Collected data entries:
━━━━━━━━

PR #495, opened 2018-10-15
Return null from store.get if entity does not exist

Jannis:
This is a follow-up to #494. It fixes an "Unexpected signature" error when calling `store.get` and `Ok(None)` was returned, which can happen after #494 is merged.

Instead of returning `Ok(None)`, we return `Ok(RuntimeValue::from(0))`, which AssemblyScript understands as `null`.


leodasvacas:
Needs a rebase.

Jannis:
Obsoleted by a commit pushed to #494.

PR #501, opened 2018-10-19
Add Docker and Compose files from the graph-node-docker repo

### LINKED ISSUE #499: Move Docker and Compose files into main repo
This helps guarantee that the docker image is always in sync with the latest code.

Jannis:
The problem with the separate repo is that it's always out of sync with the main codebase. By moving the files into this repo, a new Docker image will always be built as we push features into master. We can also selectively add Docker tags for other branches and they too will remain in sync.

Resolves #499.


Jannis:
It's built fine from this repo on Docker Hub, see https://hub.docker.com/r/graphprotocol/graph-node/builds/.

Jannis:
I'm going to go ahead and merge this, as it doesn't affect the main code base and would be nice to clean up asap.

━━━━━━━━

In the data above, which lines include "main"? Return those lines.

### LINKED ISSUE #499: Move Docker and Compose files into main repo
The problem with the separate repo is that it's always out of sync with the main codebase. By moving the files into this repo, a new Docker image will always be built as we push features into master. We can also selectively add Docker tags for other branches and they too will remain in sync.
I'm going to go ahead and merge this, as it doesn't affect the main code base and would be nice to clean up asap.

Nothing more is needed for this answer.